Taking the records line by line, how many lines contain the word "LbConn"? Answer with the number only.

[DATA UNDER STUDY]

Issue #159, opened 2020-07-25
optional passphrase


Parth:
+ Pin
+ ~Store pin and / or entire key in HSM / Yubikey / TPM / Enclave / Keystore~

Parth:
@tvanderstad I consider #2821 #2821 duplicates of this

Parth:
in the ideal case "biometrics" store this passphrase

PR #3590, opened 2025-06-16
lb-rs: enum approach for co-operative core processes

Kousay-Jebir:
The first commits do the following big changes : 

1.  Renamed `Lb` to `InnerLb`. This has the consequence of aliasing imports of Lb in all the `service/*.rs` files 
2. Moved `InnerLb` definition and its `init` definition to its own module.
3. `lib.rs` now only imports the enum as well as the two concrete structs `InnerLb` and `ProxyLb` 
to `use crate::InnerLb as Lb`.
4. the enum itslef is now taking the name `Lb`. Added  `pub use enum_lb::Lb;` so that `lb-rs `clients don't have to adjust their imports.
5. `rpc` module contains two structs to properly define what a request and a response looks like. for now these reside in the module file itself but i think it needs to be moved to the `model` folder in future commits
6. `error.rs`'s LbErr now implements Ser and Deser, **I did ask the AI to do these implementations just demo purposes for now since it's that relevant right now for what I've been working on will probably work on improving them in later commits**
7. For now i went with the approach where each call opens its own tcp connection. thus the definition of `ProxyLb` not containing a connection field used across the whole api.
8. For drafting purposes, I hardcoded a TCP port that `init` will try to connect to, Thinking about moving this in `Config`

The goal of these first commits is to prepare the overall structure.
If this gets approved, future commits will focus on implementing the other apis, further organize the files and at some point implement robust measures such as retrial on error on connections etc...

### DIFF
--- a/libs/lb/lb-rs/src/blocking.rs
+++ b/libs/lb/lb-rs/src/blocking.rs
@@ -33,14 +33,14 @@ use crate::{
 
 #[derive(Clone)]
 pub struct Lb {
-    lb: crate::Lb,
+    lb: crate::InnerLb,
     rt: Arc<Runtime>,
 }
 
 impl Lb {
     pub fn init(config: Config) -> LbResult<Self> {
         let rt = Arc::new(Runtime::new().unwrap());
-        let lb = rt.block_on(crate::Lb::init(config))?;
+        let lb = rt.block_on(crate::InnerLb::init(config))?;
         Ok(Self { rt, lb })
     }
 
--- a/libs/lb/lb-rs/src/enum_lb.rs
+++ b/libs/lb/lb-rs/src/enum_lb.rs
@@ -1,0 +1,27 @@
+pub enum Lb {
+    ActualLb(InnerLb),
+    ExposedLb(ProxyLb)
+}
+
+impl Lb {
+    pub async fn init(config: Config) -> LbResult<Self> {
+        let socket = SocketAddrV4::new(Ipv4Addr::new(127, 0, 0, 1), 8080);
+
+        match TcpListener::bind(socket) {
+            Ok(listener) => {
+                let inner_lb = InnerLb::init(config).await?;
+                Ok(Lb::ActualLb(inner_lb))
+            }
+            Err(error) if error.kind() == std::io::ErrorKind::AddrInUse => {
+                Ok(Lb::ExposedLb(ProxyLb{addr: socket}))
+            }
+            Err(error) => Err(LbErrKind::Unexpected(format!("Failed to bind: {error}")).into())
+        }
+    }
+}
+
+use std::net::{Ipv4Addr, SocketAddrV4, TcpListener};
+use crate::Config;
+use crate::{LbErrKind, LbResult};
+use crate::inner_lb::InnerLb;
+use crate::proxy_lb::ProxyLb;
--- a/libs/lb/lb-rs/src/enum_lb.rs
+++ b/libs/lb/lb-rs/src/enum_lb.rs
@@ -21,7 +21,21 @@ impl Lb {
 }
 
 impl Lb {
-
+    pub async fn create_account(
+        &mut self,
+        username: &str,
+        api_url: &str,
+        welcome_doc: bool,
+    ) -> LbResult<Account> {
+        match self {
+            Lb::ActualLb(inner) => {
+                inner.create_account(username, api_url, welcome_doc).await
+            }
+            Lb::ExposedLb(proxy) => {
+                proxy.create_account(username, api_url, welcome_doc).await
+            }
+        }
+    }
 }
 
 use std::net::{Ipv4Addr, SocketAddrV4};
@@ -30,3 +44,4 @@ use crate::model::core_config::Config;
 use crate::{LbErrKind, LbResult};
 use crate::inner_lb::InnerLb;
 use crate::proxy_lb::ProxyLb;
+use crate::model::account::Account;
--- a/libs/lb/lb-rs/src/enum_lb.rs
+++ b/libs/lb/lb-rs/src/enum_lb.rs
@@ -7,7 +7,7 @@ impl Lb {
     pub async fn init(config: Config) -> LbResult<Self> {
         let socket = SocketAddrV4::new(Ipv4Addr::new(127, 0, 0, 1), 8080);
 
-        match TcpListener::bind(socket) {
+        match TcpListener::bind(socket).await {
             Ok(listener) => {
                 let inner_lb = InnerLb::init(config).await?;
                 Ok(Lb::ActualLb(inner_lb))
@@ -20,8 +20,13 @@ impl Lb {
     }
 }
 
-use std::net::{Ipv4Addr, SocketAddrV4, TcpListener};
-use crate::Config;
+impl Lb {
+
+}
+
+use std::net::{Ipv4Addr, SocketAddrV4};
+use tokio::net::TcpListener;    
+use crate::model::core_config::Config;
 use crate::{LbErrKind, LbResult};
 use crate::inner_lb::InnerLb;
 use crate::proxy_lb::ProxyLb;
--- a/libs/lb/lb-rs/src/lib.rs
+++ b/libs/lb/lb-rs/src/lib.rs
@@ -26,6 +26,7 @@ pub mod subscribers;
 pub mod inner_lb;
 pub mod proxy_lb;
 pub mod enum_lb;
+pub mod rpc;
 
 pub fn get_code_version() -> &'static str {
     env!("CARGO_PKG_VERSION")
@@ -34,8 +35,8 @@ pub fn get_code_version() -> &'static str {
 pub static DEFAULT_API_LOCATION: &str = "https://api.prod.lockbook.net";
 pub static CORE_CODE_VERSION: &str = env!("CARGO_PKG_VERSION");
 
-pub use uuid::Uuid;
-pub use model::errors::{LbErrKind, LbResult};
-pub use model::core_config::Config;
+
 pub use enum_lb::Lb;
 pub use inner_lb::InnerLb;
+pub use uuid::Uuid;
+pub use model::errors::{LbErrKind, LbResult};
--- a/libs/lb/lb-rs/src/lib.rs
+++ b/libs/lb/lb-rs/src/lib.rs
@@ -23,44 +23,8 @@ pub mod io;
 pub mod model;
 pub mod service;
 pub mod subscribers;
-
-#[derive(Clone)]
-pub struct Lb {
-    pub config: Config,
-    pub keychain: Keychain,
-    pub db: LbDb,
-    pub docs: AsyncDocs,
-    pub search: SearchIndex,
-    pub client: Network,
-    pub events: EventSubs,
-    pub syncing: Arc<AtomicBool>,
-    pub status: StatusUpdater,
-}
-
-impl Lb {
-    #[instrument(level = "info", skip_all, err(Debug))]
-    pub async fn init(config: Config) -> LbResult<Self> {
-        logging::init(&config)?;
-
-        let db = CoreDb::init(db_rs::Config::in_folder(&config.writeable_path))
-            .map_err(|err| LbErrKind::Unexpected(format!("{:#?}", err)))?;
-        let keychain = Keychain::from(db.account.get());
-        let db = Arc::new(RwLock::new(db));
-        let docs = AsyncDocs::from(&config);
-        let client = Network::default();
-        let search = SearchIndex::default();
-        let status = StatusUpdater::default();
-        let syncing = Arc::default();
-        let events = EventSubs::default();
-
-        let result = Self { config, keychain, db, docs, client, search, syncing, events, status };
-
-        result.setup_search();
-        result.setup_status().await?;
-
-        Ok(result)
-    }
-}
+pub mod inner_lb;
+pub use inner_lb::InnerLb;
 
 pub fn get_code_version() -> &'static str {
     env!("CARGO_PKG_VERSION")
@@ -69,19 +33,6 @@ pub fn get_code_version() -> &'static str {
 pub static DEFAULT_API_LOCATION: &str = "https://api.prod.lockbook.net";
 pub static CORE_CODE_VERSION: &str = env!("CARGO_PKG_VERSION");
 
-use crate::io::CoreDb;
-use crate::service::logging;
-use db_rs::Db;
-use io::docs::AsyncDocs;
-use io::network::Network;
-use io::LbDb;
-use model::core_config::Config;
-pub use model::errors::{LbErrKind, LbResult};
-use service::events::EventSubs;
-use service::keychain::Keychain;
-use std::sync::atomic::AtomicBool;
-use std::sync::Arc;
-use subscribers::search::SearchIndex;
-use subscribers::status::StatusUpdater;
-use tokio::sync::RwLock;
 pub use uuid::Uuid;
+pub use model::errors::{LbErrKind, LbResult};
+pub use model::core_config::Config;
--- a/libs/lb/lb-rs/src/lib.rs
+++ b/libs/lb/lb-rs/src/lib.rs
@@ -24,7 +24,22 @@ pub mod model;
 pub mod service;
 pub mod subscribers;
 pub mod inner_lb;
-pub use inner_lb::InnerLb;
+pub mod proxy_lb;
+
+pub enum Lb {
+    ActualLb(InnerLb),
+    ExposedLb(ProxyLb)
+}
+
+impl Lb {
+    pub async fn init(config: Config) -> LbResult<Self> {
+        if true { 
+            let inner_lb = InnerLb::init(config).await?;
+            return Ok(Lb::ActualLb(inner_lb));
+        }
+        Ok(Lb::ExposedLb(ProxyLb{}))
+    }
+}
 
 pub fn get_code_version() -> &'static str {
     env!("CARGO_PKG_VERSION")
@@ -33,6 +48,8 @@ pub fn get_code_version() -> &'static str {
 pub static DEFAULT_API_LOCATION: &str = "https://api.prod.lockbook.net";
 pub static CORE_CODE_VERSION: &str = env!("CARGO_PKG_VERSION");
 
+use proxy_lb::ProxyLb;
 pub use uuid::Uuid;
 pub use model::errors::{LbErrKind, LbResult};
 pub use model::core_config::Config;
+pub use inner_lb::InnerLb;
--- a/libs/lb/lb-rs/src/lib.rs
+++ b/libs/lb/lb-rs/src/lib.rs
@@ -25,21 +25,7 @@ pub mod service;
 pub mod subscribers;
 pub mod inner_lb;
 pub mod proxy_lb;
-
-pub enum Lb {
-    ActualLb(InnerLb),
-    ExposedLb(ProxyLb)
-}
-
-impl Lb {
-    pub async fn init(config: Config) -> LbResult<Self> {
-        if true { 
-            let inner_lb = InnerLb::init(config).await?;
-            return Ok(Lb::ActualLb(inner_lb));
-        }
-        Ok(Lb::ExposedLb(ProxyLb{}))
-    }
-}
+pub mod enum_lb;
 
 pub fn get_code_version() -> &'static str {
     env!("CARGO_PKG_VERSION")
@@ -48,8 +34,8 @@ pub fn get_code_version() -> &'static str {
 pub static DEFAULT_API_LOCATION: &str = "https://api.prod.lockbook.net";
 pub static CORE_CODE_VERSION: &str = env!("CARGO_PKG_VERSION");
 
-use proxy_lb::ProxyLb;
 pub use uuid::Uuid;
 pub use model::errors::{LbErrKind, LbResult};
 pub use model::core_config::Config;
+pub use enum_lb::Lb;
 pub use inner_lb::InnerLb;
--- a/libs/lb/lb-rs/src/lib.rs
+++ b/libs/lb/lb-rs/src/lib.rs
@@ -40,3 +40,4 @@ pub use enum_lb::Lb;
 pub use inner_lb::InnerLb;
 pub use uuid::Uuid;
 pub use model::errors::{LbErrKind, LbResult};
+use model::core_config::Config;
--- a/libs/lb/lb-rs/src/model/errors.rs
+++ b/libs/lb/lb-rs/src/model/errors.rs
@@ -7,7 +7,7 @@ use std::sync::PoisonError;
 
 use hmac::crypto_mac::MacError;
 use serde::ser::SerializeStruct;
-use serde::{Serialize, Serializer};
+use serde::{Serialize, Serializer,Deserialize,Deserializer,de::{self,Visitor}};
 use tracing::error;
 use uuid::Uuid;
 
@@ -22,6 +22,32 @@ pub type LbResult<T> = Result<T, LbErr>;
 pub struct LbErr {
     pub kind: LbErrKind,
     pub backtrace: Option<Backtrace>,
+}
+
+impl Serialize for LbErr {
+    fn serialize<S>(&self, serializer: S) -> Result<S::Ok, S::Error>
+    where S: Serializer {
+        let s = format!("{:?}", self);
+        serializer.serialize_str(&s)
+    }
+}
+
+impl<'de> Deserialize<'de> for LbErr {
+    fn deserialize<D>(deserializer: D) -> Result<Self, D::Error>
+    where D: Deserializer<'de> {
+        struct LbErrVisitor;
+        impl<'de> Visitor<'de> for LbErrVisitor {
+            type Value = LbErr;
+            fn expecting(&self, f: &mut fmt::Formatter) -> fmt::Result {
+                f.write_str("a debug‐formatted LbErr string")
+            }
+            fn visit_str<E>(self, s: &str) -> Result<LbErr, E>
+            where E: de::Error {
+                Ok(LbErrKind::Unexpected(s.to_string()).into())
+            }
+        }
+        deserializer.deserialize_str(LbErrVisitor)
+    }
 }
 
 /// Using this within core has limited meaning as the unexpected / expected error
--- a/libs/lb/lb-rs/src/rpc.rs
+++ b/libs/lb/lb-rs/src/rpc.rs
@@ -1,0 +1,55 @@
+#[derive(Serialize, Deserialize)]
+pub struct RpcRequest {
+    pub method: String,
+    pub args: Vec<u8>,
+}
+
+#[derive(Serialize, Deserialize)]
+pub struct RpcResponse<T> {
+    pub result: LbResult<T>,
+}
+
+impl RpcRequest {
+    pub fn new(method: impl Into<String>, args: Vec<u8>) -> Self {
+        Self {
+            method: method.into(),
+            args,
+        }
+    }
+}
+
+pub async fn call_rpc<T>(
+    stream: &mut TcpStream,
+    method: &str,
+    args: Vec<u8>,
+) -> LbResult<T>
+where
+    T: for<'de> Deserialize<'de>,
+{
+    let req = RpcRequest::new(method, args);
+    let encoded = bincode::serialize(&req).map_err(core_err_unexpected)?;
+    let len = encoded.len() as u32;
+
+    let mut full_msg = Vec::with_capacity(4 + encoded.len());
+    full_msg.extend_from_slice(&len.to_be_bytes());
+    full_msg.extend_from_slice(&encoded);
+
+    stream.write_all(&full_msg).await.map_err(core_err_unexpected)?;
+
+    let mut len_buf = [0u8; 4];
+    stream.read_exact(&mut len_buf).await.map_err(core_err_unexpected)?;
+    let resp_len = u32::from_be_bytes(len_buf);
+
+    let mut resp_buf = vec![0u8; resp_len as usize];
+    stream.read_exact(&mut resp_buf).await.map_err(core_err_unexpected)?;
+
+    let resp: RpcResponse<T> = bincode::deserialize(&resp_buf).map_err(core_err_unexpected)?;
+    resp.result
+}
+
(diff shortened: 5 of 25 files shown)


Kousay-Jebir:
I still haven't started working on the Leader's side of things just wanted to commit this first

libs/lb/lb-rs/src/enum_lb.rs
```diff
@@ -0,0 +1,47 @@
+pub enum Lb {
+    ActualLb(InnerLb),
+    ExposedLb(ProxyLb)
+}
```
Parth: Some thoughts on naming

```suggestion
pub enum LbConn {
    Direct(Lb),
    Network(LbClient)
}
```

Parth: This reduces the scope of your diff

Kousay-Jebir: Does this imply leaving the direct Lb as the default export instead of default exporting the enum ?

Parth:
am I correct in the following:
- the port is bound to, but nothing right now is listening for requests to do responses. This is probably important to see as far as POC goes.
- The idea of using a string as the rpc identifier and then using tuples for arguments is great, choice of bincode is also good. 
- consider adding some things that measures the overhead of forming a connection so we can determine how prohibitive it is although I think you'll just need to add an int id to correlate request and responses. probably wouldn't be hard to do.

Parth:
Doesn't need to happen now, but a handful of this behavior will ideally be configurable.

libs/lb/lb-rs/src/enum_lb.rs
Parth: I think `LbConn` is what most people will store a reference to, maybe it should be called `Lb` for that reason, I think it's useful that the word `Conn` hints at what's going on, but could be ugly. I'm also open to this:

```rust
pub enum Lb {
    Direct(LbServer),
    Network(LbClient)
}
```

Users just hang on to an `Lb`, you can have direct access to the server and field requests "Directly" or you can talk to the server over the LbClient.

That's growing on me

Kousay-Jebir:
> the port is bound to, but nothing right now is listening for requests to do responses. This is probably important to see as far as POC goes.

Yes you're right, my plan was to include that too in this commit but i spent too much time about the rest of the things that i forgot about it right when i decided to push but yeah that's my priority for the next thing right now

Parth:
```rust
pub enum Lb {
    Direct(LbServer),
    Network(LbClient)
}
```

fleshing out this idea more, the equivalent is:

```rust
pub trait Lb {
  ...
}

// this would effectively be a router, calling the actual implementations inside `LbServer`. 
impl Lb for LbServer {
  ...
}

// this is just calling directly
impl Lb for LbClient {
  ...
}
```

What people would hang on to, as a result is `Box<dyn Lb>`. If we can make `init` not-async, does the trait approach work out? 

I think this is going to be an annoying object to give someone, even in a non-async context. Possibly making `Clone`, `Debug` etc annoying to implement. 

I think we also don't need the ability to have other people implement these, so I'm down to just commit to the enum approach. And I'm down to use the naming scheme specified in this comment

Parth:
Looking forward to seeing next steps here

Kousay-Jebir:
RPC communication did work when i tested it with an api call that just returns whatever integer is passed to it in my `lb-rs-prototype repo`.

I still haven't found a better way to implement `dispatch` to cover all `Lb` methods other than a match statement on the method string name. I did ask AI about it and it proposed two approaches , one with a macro that generates the rest of the methods and the other some sort of hashmap registry that stores pointers to all lb functions.

I also got rid of RpcResponse because it served me no purpose when i completed the leader's listening and handling requests.

I think next steps is probably start thinking about the mechanism that lets a follower become a leader.

and also this
>consider adding some things that measures the overhead of forming a connection so we can determine how prohibitive it is although I think you'll just need to add an int id to correlate request and responses. probably wouldn't be hard to do.

Kousay-Jebir:
My opinion on the dispatch thing i talked about in my last comment : 
I don't like how its coupled with `lb` methods. I like to view `rpc` module to just be responsible with communication and not having to know about the methods.  for this reason i like the registry approach where you would register what methods this rpc module can handle

Parth:
code is looking great, some thoughts:
- if you explore router_service.rs in server you can see how I attempted a macro in a very similar setting. The macro I think was ultimately not worth the code it saved because of how much complexity it adds. I think macros should be used carefully and not in this circumstance.
- you can see a file like `blocking.rs` where we have to wrap basically every single core call, and it's totally fine, and it makes it clear what's going on. It may even be a good starting list for you to implement
- with regards to the registry method, think about the number of tokens or ideas you're expressing if it's roughly the same amount then your "registry" can just look like blocking.rs in the sense that, to register a new rpc call you just add it to this hardcoded list.
- similar to macros you want to be prtety hesitant to introduce layers of indirection until absolutely needed. For instance there's never going to be a situation where a RPC list is changed during runtime. It'll always require a codechange. So no point introducing a dynamic portion of this pipeline that's more complicated and possibly slower.
- imo the string based rpc addressing, having a large list of functions that we're matching on and routing is also totally fine. We'd want to keep it isolated to a file and make it clear what's going on and make it easy for anyone to add more. But we don't have too many more requirements than that.

Kousay-Jebir:
I focused on implementing most of the rest of core methods.
`event` `import_export` and `sync` contains calls with callbacks in the params. so currently im doing some research on how to tackle this. my goal is to find a solution for this, implement the rest of the api and get the whole thing to compile before moving on to other things

libs/lb/lb-rs/src/blocking.rs
```diff
@@ -33,14 +33,14 @@ use crate::{
 
 #[derive(Clone)]
 pub struct Lb {
-    lb: crate::Lb,
+    lb: crate::LbServer,
```
Parth: I think you want the `Lb` enum on here, ffi clients and others using blocking may be connecting to either.

Kousay-Jebir: ye definitely, i have that in mind

libs/lb/lb-rs/src/lb_enum/account.rs
```diff
@@ -0,0 +1,136 @@
+impl Lb {
```
Parth: imo everything that takes the shape of blocking.rs (basically a wrapper of all the lb functions) we should just stick in one file. I think the file structure here probably causes more problems than it's worth

libs/lb/lb-rs/src/model/errors.rs
```diff
@@ -24,6 +24,32 @@ pub struct LbErr {
...
 
+impl Serialize for LbErr {
+    fn serialize<S>(&self, serializer: S) -> Result<S::Ok, S::Error>
+    where S: Serializer {
+        let s = format!("{:?}", self);
+        serializer.serialize_str(&s)
+    }
+}
+
+impl<'de> Deserialize<'de> for LbErr {
```
Parth, line 38: we probably want a `todo!()` here so we don't forget to implement this for real

libs/lb/lb-rs/src/service/admin.rs
```diff
@@ -2,7 +2,7 @@ use crate::io::network::ApiError;
 use crate::model::account::Username;
 use crate::model::api::*;
 use crate::model::errors::{core_err_unexpected, LbErrKind, LbResult};
-use crate::Lb;
+use crate::LbServer as Lb;
```
Parth: I think all of these will remain unchanged

libs/lb/lb-rs/src/dispatch.rs
```diff
@@ -0,0 +1,358 @@
+pub async fn dispatch(lb: Arc<LbServer>, req: RpcRequest) -> LbResult<Vec<u8>> {
+
+    let raw = req.args.unwrap_or_default();
+    let payload = match req.method.as_str() {
+        "create_account" => {
+            let (username, api_url, welcome): (String, String, bool) =
+                bincode::deserialize(&raw).map_err(core_err_unexpected)?;
+            let res = lb.create_account(&username, &api_url, welcome).await?;
+            bincode::serialize(&res).map_err(core_err_unexpected)?
+        }
```
Parth: while I did say don't do a macro, I think there's a fair amount of repeat that could be minimized by just using functions

Parth (changes requested):
some comments which may reduce the overall size of the diff, but looks like you're largely on the right track

libs/lb/lb-rs/src/service/admin.rs
Kousay-Jebir: Are you saying to change the enum to be named `LbServer` instead of `Lb`  and let `Lb` (the struct) named Lb as it is currently ? (i'm asking this because i don't  see how else this can remain unchanged)

Parth: Oops, sorry I reviewed too quickly, I thought this file was in the clients

Parth: I am down for this to be `impl LbServer` though

Parth: instead of the import changing, I think `impl LbServer` is very likely to be something someone searches for while trying to understand these better, finding these impl'd on `Lb` may be confusing.

libs/lb/lb-rs/src/lb_enum/account.rs
Kousay-Jebir: Does this also concern the  `lb_client` folder ?

Parth: yeah

libs/lb/lb-rs/src/service/admin.rs
Kousay-Jebir: makes sense

libs/lb/lb-rs/src/blocking.rs
Kousay-Jebir: Is it okey if i made all of `lb_client` wrappers `async` even when their corresponding `lb_server` are sync (some are sync) ?

Kousay-Jebir: (Also asking this here ) `get_account` returns `&Account`. in my wrapper i couldn't stick to this due to rpc so i made the wrapper return `Account`.  (`blocking.rs` is now giving a mismatch type because of this so i wanted to ask if its okey to also change `blocking.rs` to return `Account`

Parth: for account I would do the following:

```
    pub fn get_account(&self) -> LbResult<&Account> {
        self.keychain.get_account()
    }
```

every caller **inside** lb-rs who calls this should just call `self.keychain.get_account()` instead (`&Account`). Once this is the case you can make `get_account(&self)` return `LbResult<Account>` instead (for callers outside of lb-rs.

Parth: in most cases you can turn `sync` things `async`, but maybe do that in it's own commit, just so I can see all of them

Kousay-Jebir:
I've been playing around with expanding the rpc module to take into consideration core functions that take a callback as a param , thought a lot about how not to introduce a lot of extra complexity and ended up with this approach for now
In dispatch i'm calling the real lb and giving a callback whose job is to collect the arguments received and store them in a buffer, in rpc then it will call the actual callback passed by the client with this buffer.

Kousay-Jebir:
Also introduced some functions to help refactor dispatch and get rid of some duplication (still didn't rewrite all of the match arms waiting for a review on this) .

Parth:
I haven't looked at the recent code yet, but you can basically skip the functions with the callbacks, I view those callbacks as essentially tech debt that needs to be thought through again.

So for the important stuff like `sync` you can just pass `None`.

libs/lb/lb-rs/src/lb_client.rs
```diff
@@ -0,0 +1,620 @@
...
+
+    pub async fn get_pending_shares(&self) -> LbResult<Vec<File>>{
+        let mut stream = TcpStream::connect(&self.addr)
+            .await
+            .map_err(core_err_unexpected)?;
+        call_rpc(&mut stream, "get_pending_shares", None).await
+    }
+
+    pub async fn reject_share(&self, id: &Uuid) -> Result<(), LbErr>{
+        let mut stream = TcpStream::connect(&self.addr)
```
Parth: This identical connection can be moved to `call_rpc`, which will further reduce the amount of duplication and make it easier to do something more sophisticated later.

libs/lb/lb-rs/src/rpc.rs
```diff
@@ -0,0 +1,130 @@
...
+    let mut out = Vec::with_capacity(4 + payload.len());
+    out.extend_from_slice(&(payload.len() as u32).to_be_bytes());
+    out.extend_from_slice(&payload);
+    stream.write_all(&out).await?;
+
+    Ok(())
+}
+
+
+pub async fn listen_for_connections(lb: Arc<LbServer>, listener: TcpListener) -> LbResult<()> {
```
Parth: I think this can prob be on `impl LbServer`, use `&self` and be called upon `init` if there is some `cfg` that says it should do this.

Parth:
I think all this is heading in the right direction, feels like we're close to being able to call `list_for_connections` and try it out.

I think we'll be able to make it pretty far without worrying about impl'ing Deserialize, but looking forward to seeing what you come up with.

libs/lb/lb-rs/Cargo.toml
```diff
@@ -16,6 +16,7 @@ bench = false
 [features]
 default = []
 no-network = ["db-rs/clone"]
+serve = []
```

[/DATA UNDER STUDY]

## EXERCISE SOLUTION
2